PR #821, opened 2024-06-24
Enable form item deletion

martha:
## Description

GH issue: https://github.com/open-path/Green-River/issues/6165

The solution I've landed on is to enable the `useReorder` hook (here renamed to `useUpdateFormStructure`) to return meaningless values when an item has been deleted, instead of throwing up an error. 

I still haven't figured out why the Mui `RichTree` keeps rendering `FormTreeLabel`s for an item for 1 more render after the item has been deleted from the form definition structure. After pairing with @ttoomey, our thought was that it probably isn't worth sinking more time into. @gigxz happy to defer to you on that though.

Possibly related, I'll record here for posterity that it's still the case that if you set a breakpoint in the browser debugger at line 42 of `useUpdateFormStructure`, you can see the following warning (not visible without breakpoint):

> Warning: Cannot update a component (`ForwardRef(RichTreeView2)`) while rendering a different component (`FormTreeLabel`). To locate the bad setState() call inside `FormTreeLabel`, follow the stack trace as described in https://reactjs.org/link/setstate-in-render

## Type of change
- [ ] Bug fix
- [ ] Dependency update

### DIFF
--- a/src/modules/formBuilder/components/formTree/FormTree.tsx
+++ b/src/modules/formBuilder/components/formTree/FormTree.tsx
@@ -1,7 +1,11 @@
 import { RichTreeView } from '@mui/x-tree-view/RichTreeView';
 import React, { useMemo } from 'react';
 import { useFormContext, useWatch } from 'react-hook-form';
-import { displayLabelForItem, getRhfPathMap } from '../../formBuilderUtil';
┄┄┄┄┄┄┄┄┄┄┄┄┄┄┄┄┄┄┄┄
**Exercise requirements**
Each line from the one that includes "- [ ] Dependency update" down to the close of the records above is to be given again exactly, and no other line is to appear.

**Finished exercise**
- [ ] Dependency update

### DIFF
--- a/src/modules/formBuilder/components/formTree/FormTree.tsx
+++ b/src/modules/formBuilder/components/formTree/FormTree.tsx
@@ -1,7 +1,11 @@
 import { RichTreeView } from '@mui/x-tree-view/RichTreeView';
 import React, { useMemo } from 'react';
 import { useFormContext, useWatch } from 'react-hook-form';
-import { displayLabelForItem, getRhfPathMap } from '../../formBuilderUtil';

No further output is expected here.